Parfois, je n’ai pas le choix. Je suis obligée de dépenser de la thune pour me nourrir. Je ne peux pas toujours me faire inviter ou vivre aux crochets de mon entourage. Ça me soule de devoir dépenser de l’argent pour quelques choses d’aussi banal que de la bouffe, mais entre vivre et mourir, je crois que choix est vite fait. Et puis, mourir de faim, ça n’a pas l’air d’être la meilleure fin pour une soi-disant récurrence de divinité.
Le casque sur les oreilles pour me couper du monde je suis aux rayons frais des fruits et légumes quand une petite vieille m’aborde pour je ne sais quoi. Mamie ! Est-ce que je n’ai pas l’air de la personne la moins intéressée du monde par tes soucis pour choisir un melon importé d’un pays du Tiers-Monde là ? Ça ne se voit pas sur ma tête que je n’ai pas envie de parler avec les gens ? Je ne veux pas sociabiliser avec toi mamie !
Bon. Je pense tout ça fortement, mais j’aide quand même la vieille à choisir son melon, à le peser parce que ces crevards de la grande distribution nous prennent pour des cons, à nous vendre au truc au poids plutôt qu’à la pièce. Mamie s’éloigne en me remerciant et j’affiche un grand sourire de façade prête à remettre mon casque sur mes oreilles. Je suis en train d’effectuer le geste quand j’entends une dame dans le rayon poissonnerie non loin dire un truc à propos de poisson d’élevage et qu’on ne peut pas dire que c’est dégueu. Ben si madame ! On peut dire que ces trucs-là, qui sont nourris avec de la farine d’animaux malades et pleins d’antibiotiques, c’est dégueulasse ! Et pas besoin de le gouter pour le savoir ! Non, mais, n’importe quoi le discours maternaliste de mes deux. Elle s’est prise pour la daronne de qui ?

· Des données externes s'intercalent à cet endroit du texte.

PR #3729, opened 2020-03-06
Add CI test for man page updates

SuperQ:

Run make -f Makefile.doc in CircleCI to test that man pages are updated
in PRs.

None

None

None

### DIFF
--- a/.circleci/config.yml
+++ b/.circleci/config.yml
@@ -40,6 +40,14 @@ buildCoreDNSImage: &buildCoreDNSImage
         kind load docker-image coredns
 
 jobs:
+  doc-test:
+    docker:
+      - image: circleci/golang:1.13
+    steps:
+      - checkout
+      - run: ./fixup_file_mtime.sh
+      - run: make -f Makefile.doc
+      - run: git diff --exit-code -- man/
   kubernetes-tests:
     <<: *integrationDefaults
     steps:
@@ -62,4 +70,5 @@ workflows:
   version: 2
   integration-tests:
     jobs:
+      - doc-test
       - kubernetes-tests
--- a/Makefile.doc
+++ b/Makefile.doc
@@ -3,20 +3,35 @@
 # updated before doing a release. The Debian package, for instance, looks at these pages
 # and will install them on your system.
 
-MMARK:=mmark -man
+MMARK_VERSION:=2.2.4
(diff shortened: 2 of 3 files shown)


miekg:
ooh, I like! #lessToil

SuperQ:
I have no idea why, but go get is downloading an old version of mmark. :confused:

.circleci/config.yml
```diff
@@ -40,6 +40,15 @@ buildCoreDNSImage: &buildCoreDNSImage
         kind load docker-image coredns
 
 jobs:
+  doc-test:
+    docker:
+      - image: circleci/golang:1.13
+    steps:
+      - checkout
+      - run: go get -u -v github.com/mmarkdown/mmark
```
miekg: `@latest` ?

SuperQ: No, it looks like it's a Go issue. Because it's doing `go get` from within the CoreDNS source, it's trying to minimize version dependency.

I guess we can do a binary fetch of the build tar file.

SuperQ:
Ok, the test works, but it now thinks that all of the files need a timestamp update. This might be with how CircleCI checks out the codebase.

miekg:
circle-ci probably has some kind of fixed time, just like Go playground?

SuperQ:
No, I think it's because it tries to fetch the code in a shallow way, to avoid having to clone the full repo history. This may not set the timestamps of the files to the same as what they are in the real codebase.

miekg:
oh, but that's OK, they get bumped monthy

SuperQ:
There, I added a hack that fixes the timestamps based on the git log.

Should that be part of the Makefile?

miekg:
[ Quoting <notifications@github.com> in "Re: [coredns/coredns] Add CI test f..." ]
>There, I added a hack that fixes the timestamps based on the git log.
>
>Should that be part of the Makefile?

yes, that is much nicer

miekg:
is this merge ready?

SuperQ:
I realized that putting the mtime fixer into the makefile isn't going to work, because it's keying on the mtime of those files.

I moved the mtime fixer into a little shell script, so that it's easier for people to run outside of CI.

This is now ready for merge.

miekg (approved):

Je fais le tour des légumes verts pour voir la scène au moment où le client à qui elle parlait se met à hurler non après qu’elle ait essayé de lui foutre un blini au tarama dans le gosier de force. Le client tente de s’enfuir et fait le tour de la table de la poissonnière, vendeuse, ou je ne sais trop quoi si bien que j’arrive à voir maintenant la tête du fameux client en face de moi. Bordel de merde ! C’est l’autre creep de la piscine ! Celui qui essaie toujours d’entrer sans payer et qui en plus m’insulte comme si j’étais sa copine de toujours. Quelle tête de con celui-là, je vous jure. N’empêche que je comprends son désarroi. Il n’y a pas moyen que je bouffe un truc rose comme ça. D’ailleurs, quand elle tente de lui faire manger de force, je vois rouge. On ne force pas les gens à bouffer de la merde rose sérieux ! Même si ces « gens » c’est un con. Voilà maintenant il lui lance ses toasts. Bien fait ! N’empêche, je ne suis toujours pas calmé.
Je m’avance et évite un morceau de pain et attire l’attention de la poissonnière et de son plateau. J’en prends un ou deux sur son plateau. Elle sourit croyant que je veux gouter, mais je les écrase directement sur ses lèvres. Devant son regard choqué, je lance alors : «
Ben vous voyez que c’n’est pas cool de forcer les gens ! » La poissonnière rougit et écarquille les yeux ; les miens se posent sur l’énergumène de la piscine : «
Et toi. Faut toujours qu’on te remarque où que t’ailles on dirait. » Toujours à faire des scandales ce mec.